From: | Jim Nasby <decibel(at)decibel(dot)org> |
---|---|
To: | Simon Riggs <simon(at)2ndquadrant(dot)com> |
Cc: | "PostgreSQL Development" <pgsql-hackers(at)postgresql(dot)org> |
Subject: | Re: Performance penalty of visibility info in indexes? |
Date: | 2007-02-05 04:23:15 |
Message-ID: | 979C1770-BE62-457F-91CC-0EB4FC6E6567@decibel.org |
Views: | Raw Message | Whole Thread | Download mbox | Resend email |
Thread: | |
Lists: | pgsql-hackers |
On Feb 2, 2007, at 1:41 PM, Simon Riggs wrote:
> On Thu, 2007-02-01 at 23:57 -0600, Jim Nasby wrote:
>> Has anyone actually measured the performance overhead of storing
>> visibility info in indexes? I know the space overhead sounds
>> daunting, but even if it doubled the size of the index in many cases
>> that'd still be a huge win over having to scan the heap as well as
>> the index (esp. for things like count(*)).
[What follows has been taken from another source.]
PR #4994, opened 2019-08-16
Refactor: games.stratety.triplea reduce scope and use lombok

DanVanAtta:
- Replace getters and setters with lombok
- Reduce method and variable scopes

There would also be
>> overhead from having to update the old index tuple, but for the case
>> of updates you're likely to need that page for the new index tuple
>> anyway.
>>
>> I know this wouldn't work for all cases, but ISTM there are many
>> cases where it would be a win.
>
> It would prevent any optimization that sought to avoid inserting rows
> into the index each time we perform an UPDATE. Improving UPDATE
> performance seems more important than improving count(*), IMHO.
That depends on what you're doing; a large read-mostly table would
likely see a lot of benefit from being able to do covering index scans.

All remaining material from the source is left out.